W. Bruce DelValle, “Buhari and Buratai are criminally culpable because of their
command responsibility over security forces operating under their direction or
control and who are terrorising tens of millions of Biafrans specifically
because of their Christianity and ethnicity.”
“The crimes
include extrajudicial killings, torture, and sister unspeakable horrors. They
are the grisly signature of Buhari’s and Buratai’s ongoing military campaign in
the South East region with the euphemistic moniker Operation Python Dance II.
“The
indictment being drafted by Fein & DelValle will be presented to Chief
Prosecutor of the ICC, Fatou Bensouda. It will be modeled after the genocide or
crimes against humanity indictments returned against Serbia’s Slobodan
Milosevic, Sudan’s Omar Bashir, Libya’s Muammar Gaddafi, Chad’s Hissen Habre,
and Cambodia’s Comrade Duch.
“The
overwhelming majority of Biafrans cannot speak for themselves without risking
lethal retaliation by President Buhari or Lt. General Buratai. That fear
explains the reason the United States District Court for the District of
Columbia granted the motion of Fein & DelValle to reference their ten (10)

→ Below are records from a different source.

PR #2984, opened 2020-10-12
[kni-osp] permission fix and DNS setup issues fix

hgeaydem:


hgeaydem:
just spotted an issue while testing, will reopen when fixed

PR #324, opened 2016-05-29
Fix various typos in documentation and code

sebras:
If you think the last commit is too controversial I'm happy to rewrite it so that it accepts both RequiredPartiton and RequiredPartition. If so please let me know and I'll do it ASAP.

I have compiled the source without issues and run the check tests successfully.

Also i have tried to locate a bugtracker or similar, but have been unsuccessful in finding one, so I assume sending pull requests via github is acceptable for you? Otherwise don't hesitate to point me in the right direction and I'll submit these changes there.


karelzak:
It would be really better to support both RequiredPartiton and RequiredPartition, but keep the typo undocumented.

Thanks!

sebras:
Ok, I anticipated that you'd prefer that. I have successfully built and tested these commits. I added code to recognize both GPT attribute names and I added tests that verifies that both attribute names are indeed accepted. Let me know if I can improve this any further.

karelzak:
Thanks!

Biafran plaintiffs anonymously in their Torture Victims Protection Act suit
against sixteen (16) individual Nigerian defendants in Doe, et al. v. Buratai,
et al., Civil Action No. 1:17-cv-0133.
“Fein &
Delvalle are gathering photographic, video, and testimonial evidence of the
ongoing genocide and crimes against humanity perpetrated by Buhari and Buratai
against Igbos not only in the South East region, but also in northern Nigeria
and elsewhere. There is no safe haven in Nigeria for them. Last June, Hausa
Fulani youths in northern Nigeria (Arewa) with impunity threatened to evict
eleven million Igbos from their homes and businesses in northern Nigeria by
force and violence if they did not quit the area by October 1, 2017.
“We are
confident that 50 million Igbos in Nigeria were not born with saddles on their
backs ready to be ridden by booted and spurred Hausa-Fulani with the grace of
God. Criminal prosecutions of Buhari and Buratai before the International
Criminal Court are the best way of teaching that gospel.”
Mr. Fein and
Mr. DelValle expressed optimism that,“the prosecutions of Buhari and Buratai
will prompt the United Nations Security Council to task the United Nations
Electoral Unit to conduct a referendum on Biafran independence in the South
East region; and, to operate a transitional government for a six-month period
prior to the balloting to avoid any intimidation of the voters. It is no
accident that South Sudan achieved independence on the heels of President
Bashir’s ICC indictment for genocide in Darfur”.
“Nigeria’s
current borders were drawn by a racist British colonial master more than a
century ago with no reference to the inhabitants. The boundaries are morally,
legally, and politically indefensible. The Government of Nigeria does not
reflect popular will on that score. It rules under a 1999 Constitution that was
decreed by a military dictator for the purpose, among other things, of holding
Igbos in bondage to Hausa-Fulani terrorists.
“Britain
defaulted on its decolonisation obligation to permit self-determination
referenda by each of the separate and distinct peoples of Nigeria. United
Nations General Assembly Resolution 1514, December 14, 1960, provides: ‘All
peoples have the right to self-determination; by virtue of that right they
freely determine their political status and freely pursue their economic,
social and cultural development’.”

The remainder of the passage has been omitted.